Problem requirements: Every line of the data must be set down exactly as shown.

__________

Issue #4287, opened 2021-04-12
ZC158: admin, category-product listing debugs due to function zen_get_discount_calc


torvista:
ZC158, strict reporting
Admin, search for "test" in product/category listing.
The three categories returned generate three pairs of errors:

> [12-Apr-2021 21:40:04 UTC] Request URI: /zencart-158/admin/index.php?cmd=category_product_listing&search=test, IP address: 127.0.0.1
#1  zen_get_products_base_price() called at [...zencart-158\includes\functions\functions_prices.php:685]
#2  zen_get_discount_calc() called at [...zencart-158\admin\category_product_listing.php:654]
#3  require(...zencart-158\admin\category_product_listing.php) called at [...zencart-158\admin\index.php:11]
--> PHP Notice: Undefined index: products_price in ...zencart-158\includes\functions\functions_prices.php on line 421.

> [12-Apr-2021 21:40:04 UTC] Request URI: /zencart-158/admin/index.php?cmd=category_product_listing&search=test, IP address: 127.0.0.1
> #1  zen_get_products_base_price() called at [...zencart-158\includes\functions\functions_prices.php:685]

__________

Solution to this exercise:
Issue #4287, opened 2021-04-12
ZC158: admin, category-product listing debugs due to function zen_get_discount_calc


torvista:
ZC158, strict reporting
Admin, search for "test" in product/category listing.
The three categories returned generate three pairs of errors:

> [12-Apr-2021 21:40:04 UTC] Request URI: /zencart-158/admin/index.php?cmd=category_product_listing&search=test, IP address: 127.0.0.1
#1  zen_get_products_base_price() called at [...zencart-158\includes\functions\functions_prices.php:685]
#2  zen_get_discount_calc() called at [...zencart-158\admin\category_product_listing.php:654]
#3  require(...zencart-158\admin\category_product_listing.php) called at [...zencart-158\admin\index.php:11]
--> PHP Notice: Undefined index: products_price in ...zencart-158\includes\functions\functions_prices.php on line 421.

> [12-Apr-2021 21:40:04 UTC] Request URI: /zencart-158/admin/index.php?cmd=category_product_listing&search=test, IP address: 127.0.0.1
> #1  zen_get_products_base_price() called at [...zencart-158\includes\functions\functions_prices.php:685]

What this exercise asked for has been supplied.